- Twenty one states and Washington, D.C. will see their minimum wage rise this year, according to...
The “fight for $15” continues to be part of the national conversation around employment as the 2020 presidential campaign heats up.
As the cost of living in many cities continues to increase, ensuring that everyone receives a higher baseline wage sounds great, but what are the implications for the economy overall? The Congressional Budget Office (CBO) studied those effects and reported them earlier this year.
As with a lot of things in politics, the reaction to the report was mixed. Some saw it as a reason to hold off on raising the minimum wage, while others questioned the CBO’s methods and whether its conclusions are really accurate.
The federal minimum wage is currently $7.25 per hour and has not changed since 2009, although about half of the states have raised it on their own over the past few years, according to the National Conference of State Legislatures.
In 2018, about 1.7 million people were working jobs at or below the federal minimum wage. While some of these workers are teenagers starting their first jobs, most are adults, according to the Bureau of Labor Statistics.
Many of the states that have raised wages are doing so on a sliding scale, with wages going up a dollar or two each year over the next 3-5 years. This sliding scale approach, the states argue, gives businesses time to adjust to paying employees more while still putting more money in workers’ paychecks.
Over the past few years, the “fight for $15” movement has taken hold in Democratic politics, with at least a dozen of the 2020 presidential candidates supporting a $15 minimum wage.
In July, the U.S. House passed the Raise the Wage Act, which would increase the federal minimum wage to $15 by 2025. The Democrat-supported bill passed 231-199, mostly along partisan lines, though six Democrats opposed it and three Republicans supported it. The Senate’s GOP majority, however, is unlikely to take up the bill, and President Trump is not likely to sign it.
The CBO studied the respective impacts of raising the federal minimum wage to $10, $12, and $15. Its report found that raising the minimum wage to $15 would result in higher pay for at least 17 million workers by 2025 — but could cause as many as 3.7 million workers to lose their jobs as employers look to streamline operations in light of higher wages.
The CBO also concluded that a $15 minimum wage would lift an estimated 1.3 million people out of poverty by 2025. This presents a difficult challenge for lawmakers as they try to find the right balance between increasing wages and preserving jobs.
As one might expect, the number of job reductions decreases if the minimum wage increases to $12 or $10 per hour, but so does the number of people who would move above the poverty line.

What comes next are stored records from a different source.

PR #1332, opened 2015-04-13
adding an aliasDataPlugin that returns alias data for the BundlableNode

andyberry88:
- adds an AliasData require plugin that returns the alias data for the BundlableNode instead of trying to find it from scope asset containers
- prevents ambiguous require path exceptions and from returning the asset data for a different bundlable node that the one we are using
- should also fix the current failures in `develop`

### DIFF
--- a/plugins/brjs-plugins/src/main/java/org/bladerunnerjs/plugin/require/AliasDataRequirePlugin.java
+++ b/plugins/brjs-plugins/src/main/java/org/bladerunnerjs/plugin/require/AliasDataRequirePlugin.java
@@ -1,0 +1,40 @@
+package org.bladerunnerjs.plugin.require;
+
+import org.bladerunnerjs.api.Asset;
+import org.bladerunnerjs.api.BRJS;
+import org.bladerunnerjs.api.BundlableNode;
+import org.bladerunnerjs.api.model.exception.RequirePathException;
+import org.bladerunnerjs.api.plugin.RequirePlugin;
+import org.bladerunnerjs.api.plugin.base.AbstractRequirePlugin;
+import org.bladerunnerjs.plugin.plugins.require.AliasDataSourceModule;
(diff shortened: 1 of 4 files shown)


andyberry88:
@ioanalianabalas or @dchambers can you dev review this so it can go into `ReadyForTest` so @thanhc can QA it ready for the 1.0-RC1 release?

plugins/brjs-plugins/src/main/java/org/bladerunnerjs/plugin/require/AliasDataRequirePlugin.java
```diff
@@ -0,0 +1,40 @@
...
+	}
+
+	@Override
+	public String getPluginName()
+	{
+		return "alias";
+	}
+
+	@Override
+	public Asset getAsset(BundlableNode bundlableNode, String requirePathSuffix) throws RequirePathException
```
dchambers: This method seems to be the only non-test method of any consequence, yet it doesn't seem to seem to do very much, so that I'm struggling to reconcile this method with the claimed commit message &mdash; `adding an aliasDataPlugin that returns alias data for the BundlableNode`.

Can you provide some more detail?

andyberry88: @dchambers We were previously getting `AmbiquousRequirePath` exceptions because `alias!$data`) is registered for each `BundlableNode` and the scope for an aspect bundle includes 2 bundlable nodes (the Aspect and the test pack). The alias data plugin ensures that when the alias data is required only the alias data for the current bundlable node is returned.

thanhc:
@andyberry88 there's still one failing test in the exampleAppsTest its in the it-app peter created regarding the 3rd party libs.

According to the CBO, a $12 minimum wage would increase wages for about 5 million people, while the number of people living below the poverty line would fall by about 500,000. A $10 federal minimum wage would raise wages for 1.5 million workers while having a negligible effect on the poverty rate.
Reaction to the CBO report was split across partisan lines, with Republicans sounding the alarm about the potential job losses while Democrats focused on the standard of living increases for low-income Americans.
According to the New York Times:
“This report confirms what we already knew about House Democrats’ Raise the Wage Act,” said Representative Steve Womack of Arkansas, the top Republican on the Budget Committee, “American workers and families will lose their jobs if this bill is enacted.”
“As a group, low-wage workers would be just unambiguously better off,” said Heidi Shierholz, policy director at the Economic Policy Institute, a liberal think tank that has long pushed for minimum wage increases. “The bottom line is the benefits exceed the costs.”
With the stalemate in Washington over the Raise the Wage Act, it’s unlikely that any significant federal policy changes will happen before the next presidential election.